Print the listing in full, keeping every line exactly as it is.

#### Given information
*-*-*

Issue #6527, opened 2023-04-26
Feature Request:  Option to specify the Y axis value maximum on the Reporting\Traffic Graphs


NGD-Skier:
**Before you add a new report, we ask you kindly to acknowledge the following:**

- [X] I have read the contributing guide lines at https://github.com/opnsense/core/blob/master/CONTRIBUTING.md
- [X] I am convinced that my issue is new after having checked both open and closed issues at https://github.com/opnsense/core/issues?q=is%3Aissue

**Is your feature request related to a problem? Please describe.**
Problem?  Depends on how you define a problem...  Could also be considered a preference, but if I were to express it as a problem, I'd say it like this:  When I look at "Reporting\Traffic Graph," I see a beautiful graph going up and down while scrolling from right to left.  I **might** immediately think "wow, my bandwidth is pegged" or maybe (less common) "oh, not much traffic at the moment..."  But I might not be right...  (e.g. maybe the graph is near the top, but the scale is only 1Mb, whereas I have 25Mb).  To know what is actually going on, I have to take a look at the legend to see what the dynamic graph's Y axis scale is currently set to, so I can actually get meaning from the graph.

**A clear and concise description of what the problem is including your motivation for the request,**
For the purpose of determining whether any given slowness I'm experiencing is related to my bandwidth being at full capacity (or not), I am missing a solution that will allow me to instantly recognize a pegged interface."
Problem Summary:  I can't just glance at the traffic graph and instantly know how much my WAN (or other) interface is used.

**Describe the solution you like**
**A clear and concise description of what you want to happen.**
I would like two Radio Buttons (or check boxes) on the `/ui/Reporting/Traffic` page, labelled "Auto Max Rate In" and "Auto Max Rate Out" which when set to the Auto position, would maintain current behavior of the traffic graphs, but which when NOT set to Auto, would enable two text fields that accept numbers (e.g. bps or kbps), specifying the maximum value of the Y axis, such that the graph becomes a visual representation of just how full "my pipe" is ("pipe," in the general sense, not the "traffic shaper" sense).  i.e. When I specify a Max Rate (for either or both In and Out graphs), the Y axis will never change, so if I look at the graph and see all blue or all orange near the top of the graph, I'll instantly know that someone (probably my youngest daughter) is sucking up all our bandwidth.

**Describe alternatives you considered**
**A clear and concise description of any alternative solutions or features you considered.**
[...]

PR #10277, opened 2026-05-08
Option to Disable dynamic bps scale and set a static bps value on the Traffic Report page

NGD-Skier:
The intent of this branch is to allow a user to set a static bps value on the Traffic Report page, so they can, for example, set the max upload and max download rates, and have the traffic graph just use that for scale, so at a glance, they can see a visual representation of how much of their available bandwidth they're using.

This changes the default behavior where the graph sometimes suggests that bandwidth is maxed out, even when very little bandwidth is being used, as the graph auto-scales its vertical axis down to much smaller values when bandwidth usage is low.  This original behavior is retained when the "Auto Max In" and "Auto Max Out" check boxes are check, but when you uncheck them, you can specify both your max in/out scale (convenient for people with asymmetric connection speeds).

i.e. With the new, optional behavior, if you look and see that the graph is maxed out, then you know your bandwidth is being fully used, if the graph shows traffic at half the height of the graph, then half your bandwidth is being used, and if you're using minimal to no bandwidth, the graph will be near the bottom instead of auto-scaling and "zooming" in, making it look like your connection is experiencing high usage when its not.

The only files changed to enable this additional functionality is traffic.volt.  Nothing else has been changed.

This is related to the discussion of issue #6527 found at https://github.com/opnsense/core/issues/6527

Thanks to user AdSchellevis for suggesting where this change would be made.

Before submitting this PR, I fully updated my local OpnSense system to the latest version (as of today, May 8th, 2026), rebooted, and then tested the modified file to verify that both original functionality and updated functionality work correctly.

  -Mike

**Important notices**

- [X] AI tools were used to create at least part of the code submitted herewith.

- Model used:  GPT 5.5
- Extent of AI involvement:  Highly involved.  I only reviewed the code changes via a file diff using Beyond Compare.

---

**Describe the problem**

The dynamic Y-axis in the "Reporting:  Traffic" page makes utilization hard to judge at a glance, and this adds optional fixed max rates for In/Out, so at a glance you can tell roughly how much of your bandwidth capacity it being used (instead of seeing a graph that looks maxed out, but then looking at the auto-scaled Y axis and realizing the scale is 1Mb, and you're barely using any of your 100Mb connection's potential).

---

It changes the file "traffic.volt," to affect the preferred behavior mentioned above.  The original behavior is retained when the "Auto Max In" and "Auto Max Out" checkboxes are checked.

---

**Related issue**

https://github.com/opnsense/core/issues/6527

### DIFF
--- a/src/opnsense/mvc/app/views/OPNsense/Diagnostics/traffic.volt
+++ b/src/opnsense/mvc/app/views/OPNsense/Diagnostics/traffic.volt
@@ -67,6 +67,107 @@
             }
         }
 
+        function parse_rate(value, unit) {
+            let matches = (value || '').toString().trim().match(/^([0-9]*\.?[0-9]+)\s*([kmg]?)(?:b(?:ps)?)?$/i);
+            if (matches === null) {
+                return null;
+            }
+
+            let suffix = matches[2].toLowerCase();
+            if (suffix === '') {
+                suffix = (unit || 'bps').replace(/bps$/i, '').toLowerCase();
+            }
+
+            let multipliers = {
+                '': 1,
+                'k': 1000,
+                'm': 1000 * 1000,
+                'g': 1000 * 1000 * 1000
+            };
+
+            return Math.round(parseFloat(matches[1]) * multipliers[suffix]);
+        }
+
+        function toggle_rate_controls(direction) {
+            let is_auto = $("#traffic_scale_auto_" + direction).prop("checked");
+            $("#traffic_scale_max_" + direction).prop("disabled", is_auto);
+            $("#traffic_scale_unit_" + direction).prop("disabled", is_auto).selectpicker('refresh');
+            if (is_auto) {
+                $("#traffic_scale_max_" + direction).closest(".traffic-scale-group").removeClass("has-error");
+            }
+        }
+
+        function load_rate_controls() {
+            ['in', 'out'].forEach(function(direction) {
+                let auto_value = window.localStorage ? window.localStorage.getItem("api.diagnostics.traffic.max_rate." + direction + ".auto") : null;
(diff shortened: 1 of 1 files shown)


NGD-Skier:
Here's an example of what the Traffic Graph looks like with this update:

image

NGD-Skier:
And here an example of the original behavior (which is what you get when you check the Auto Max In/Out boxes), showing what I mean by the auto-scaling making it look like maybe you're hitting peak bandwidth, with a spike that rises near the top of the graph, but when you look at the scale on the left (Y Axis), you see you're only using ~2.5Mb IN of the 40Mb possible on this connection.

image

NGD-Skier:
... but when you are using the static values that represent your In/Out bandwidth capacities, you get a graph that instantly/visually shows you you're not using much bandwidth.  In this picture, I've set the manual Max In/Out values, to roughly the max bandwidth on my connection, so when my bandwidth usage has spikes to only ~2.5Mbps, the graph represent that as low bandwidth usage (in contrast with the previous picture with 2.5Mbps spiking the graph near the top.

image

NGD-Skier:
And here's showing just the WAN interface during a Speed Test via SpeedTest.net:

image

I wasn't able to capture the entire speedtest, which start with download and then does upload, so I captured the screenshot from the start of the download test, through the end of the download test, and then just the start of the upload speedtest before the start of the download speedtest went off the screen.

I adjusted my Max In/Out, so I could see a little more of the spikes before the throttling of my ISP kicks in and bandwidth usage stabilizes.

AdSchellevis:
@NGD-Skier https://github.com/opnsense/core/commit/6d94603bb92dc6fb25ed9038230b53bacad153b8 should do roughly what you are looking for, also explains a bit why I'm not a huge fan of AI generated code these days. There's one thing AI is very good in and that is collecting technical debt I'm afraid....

*-*-*

#### Solved problem
Issue #6527, opened 2023-04-26
Feature Request:  Option to specify the Y axis value maximum on the Reporting\Traffic Graphs


NGD-Skier:
**Before you add a new report, we ask you kindly to acknowledge the following:**

- [X] I have read the contributing guide lines at https://github.com/opnsense/core/blob/master/CONTRIBUTING.md
- [X] I am convinced that my issue is new after having checked both open and closed issues at https://github.com/opnsense/core/issues?q=is%3Aissue

**Is your feature request related to a problem? Please describe.**
Problem?  Depends on how you define a problem...  Could also be considered a preference, but if I were to express it as a problem, I'd say it like this:  When I look at "Reporting\Traffic Graph," I see a beautiful graph going up and down while scrolling from right to left.  I **might** immediately think "wow, my bandwidth is pegged" or maybe (less common) "oh, not much traffic at the moment..."  But I might not be right...  (e.g. maybe the graph is near the top, but the scale is only 1Mb, whereas I have 25Mb).  To know what is actually going on, I have to take a look at the legend to see what the dynamic graph's Y axis scale is currently set to, so I can actually get meaning from the graph.

**A clear and concise description of what the problem is including your motivation for the request,**
For the purpose of determining whether any given slowness I'm experiencing is related to my bandwidth being at full capacity (or not), I am missing a solution that will allow me to instantly recognize a pegged interface."
Problem Summary:  I can't just glance at the traffic graph and instantly know how much my WAN (or other) interface is used.

**Describe the solution you like**
**A clear and concise description of what you want to happen.**
I would like two Radio Buttons (or check boxes) on the `/ui/Reporting/Traffic` page, labelled "Auto Max Rate In" and "Auto Max Rate Out" which when set to the Auto position, would maintain current behavior of the traffic graphs, but which when NOT set to Auto, would enable two text fields that accept numbers (e.g. bps or kbps), specifying the maximum value of the Y axis, such that the graph becomes a visual representation of just how full "my pipe" is ("pipe," in the general sense, not the "traffic shaper" sense).  i.e. When I specify a Max Rate (for either or both In and Out graphs), the Y axis will never change, so if I look at the graph and see all blue or all orange near the top of the graph, I'll instantly know that someone (probably my youngest daughter) is sucking up all our bandwidth.

**Describe alternatives you considered**
**A clear and concise description of any alternative solutions or features you considered.**
[...]

PR #10277, opened 2026-05-08
Option to Disable dynamic bps scale and set a static bps value on the Traffic Report page

NGD-Skier:
The intent of this branch is to allow a user to set a static bps value on the Traffic Report page, so they can, for example, set the max upload and max download rates, and have the traffic graph just use that for scale, so at a glance, they can see a visual representation of how much of their available bandwidth they're using.

This changes the default behavior where the graph sometimes suggests that bandwidth is maxed out, even when very little bandwidth is being used, as the graph auto-scales its vertical axis down to much smaller values when bandwidth usage is low.  This original behavior is retained when the "Auto Max In" and "Auto Max Out" check boxes are check, but when you uncheck them, you can specify both your max in/out scale (convenient for people with asymmetric connection speeds).

i.e. With the new, optional behavior, if you look and see that the graph is maxed out, then you know your bandwidth is being fully used, if the graph shows traffic at half the height of the graph, then half your bandwidth is being used, and if you're using minimal to no bandwidth, the graph will be near the bottom instead of auto-scaling and "zooming" in, making it look like your connection is experiencing high usage when its not.

The only files changed to enable this additional functionality is traffic.volt.  Nothing else has been changed.

This is related to the discussion of issue #6527 found at https://github.com/opnsense/core/issues/6527

Thanks to user AdSchellevis for suggesting where this change would be made.

Before submitting this PR, I fully updated my local OpnSense system to the latest version (as of today, May 8th, 2026), rebooted, and then tested the modified file to verify that both original functionality and updated functionality work correctly.

  -Mike

**Important notices**

- [X] AI tools were used to create at least part of the code submitted herewith.

- Model used:  GPT 5.5
- Extent of AI involvement:  Highly involved.  I only reviewed the code changes via a file diff using Beyond Compare.

---

**Describe the problem**

The dynamic Y-axis in the "Reporting:  Traffic" page makes utilization hard to judge at a glance, and this adds optional fixed max rates for In/Out, so at a glance you can tell roughly how much of your bandwidth capacity it being used (instead of seeing a graph that looks maxed out, but then looking at the auto-scaled Y axis and realizing the scale is 1Mb, and you're barely using any of your 100Mb connection's potential).

---

It changes the file "traffic.volt," to affect the preferred behavior mentioned above.  The original behavior is retained when the "Auto Max In" and "Auto Max Out" checkboxes are checked.

---

**Related issue**

https://github.com/opnsense/core/issues/6527

### DIFF
--- a/src/opnsense/mvc/app/views/OPNsense/Diagnostics/traffic.volt
+++ b/src/opnsense/mvc/app/views/OPNsense/Diagnostics/traffic.volt
@@ -67,6 +67,107 @@
             }
         }
 
+        function parse_rate(value, unit) {
+            let matches = (value || '').toString().trim().match(/^([0-9]*\.?[0-9]+)\s*([kmg]?)(?:b(?:ps)?)?$/i);
+            if (matches === null) {
+                return null;
+            }
+
+            let suffix = matches[2].toLowerCase();
+            if (suffix === '') {
+                suffix = (unit || 'bps').replace(/bps$/i, '').toLowerCase();
+            }
+
+            let multipliers = {
+                '': 1,
+                'k': 1000,
+                'm': 1000 * 1000,
+                'g': 1000 * 1000 * 1000
+            };
+
+            return Math.round(parseFloat(matches[1]) * multipliers[suffix]);
+        }
+
+        function toggle_rate_controls(direction) {
+            let is_auto = $("#traffic_scale_auto_" + direction).prop("checked");
+            $("#traffic_scale_max_" + direction).prop("disabled", is_auto);
+            $("#traffic_scale_unit_" + direction).prop("disabled", is_auto).selectpicker('refresh');
+            if (is_auto) {
+                $("#traffic_scale_max_" + direction).closest(".traffic-scale-group").removeClass("has-error");
+            }
+        }
+
+        function load_rate_controls() {
+            ['in', 'out'].forEach(function(direction) {
+                let auto_value = window.localStorage ? window.localStorage.getItem("api.diagnostics.traffic.max_rate." + direction + ".auto") : null;
(diff shortened: 1 of 1 files shown)


NGD-Skier:
Here's an example of what the Traffic Graph looks like with this update:

image

NGD-Skier:
And here an example of the original behavior (which is what you get when you check the Auto Max In/Out boxes), showing what I mean by the auto-scaling making it look like maybe you're hitting peak bandwidth, with a spike that rises near the top of the graph, but when you look at the scale on the left (Y Axis), you see you're only using ~2.5Mb IN of the 40Mb possible on this connection.

image

NGD-Skier:
... but when you are using the static values that represent your In/Out bandwidth capacities, you get a graph that instantly/visually shows you you're not using much bandwidth.  In this picture, I've set the manual Max In/Out values, to roughly the max bandwidth on my connection, so when my bandwidth usage has spikes to only ~2.5Mbps, the graph represent that as low bandwidth usage (in contrast with the previous picture with 2.5Mbps spiking the graph near the top.

image

NGD-Skier:
And here's showing just the WAN interface during a Speed Test via SpeedTest.net:

image

I wasn't able to capture the entire speedtest, which start with download and then does upload, so I captured the screenshot from the start of the download test, through the end of the download test, and then just the start of the upload speedtest before the start of the download speedtest went off the screen.

I adjusted my Max In/Out, so I could see a little more of the spikes before the throttling of my ISP kicks in and bandwidth usage stabilizes.

AdSchellevis:
@NGD-Skier https://github.com/opnsense/core/commit/6d94603bb92dc6fb25ed9038230b53bacad153b8 should do roughly what you are looking for, also explains a bit why I'm not a huge fan of AI generated code these days. There's one thing AI is very good in and that is collecting technical debt I'm afraid....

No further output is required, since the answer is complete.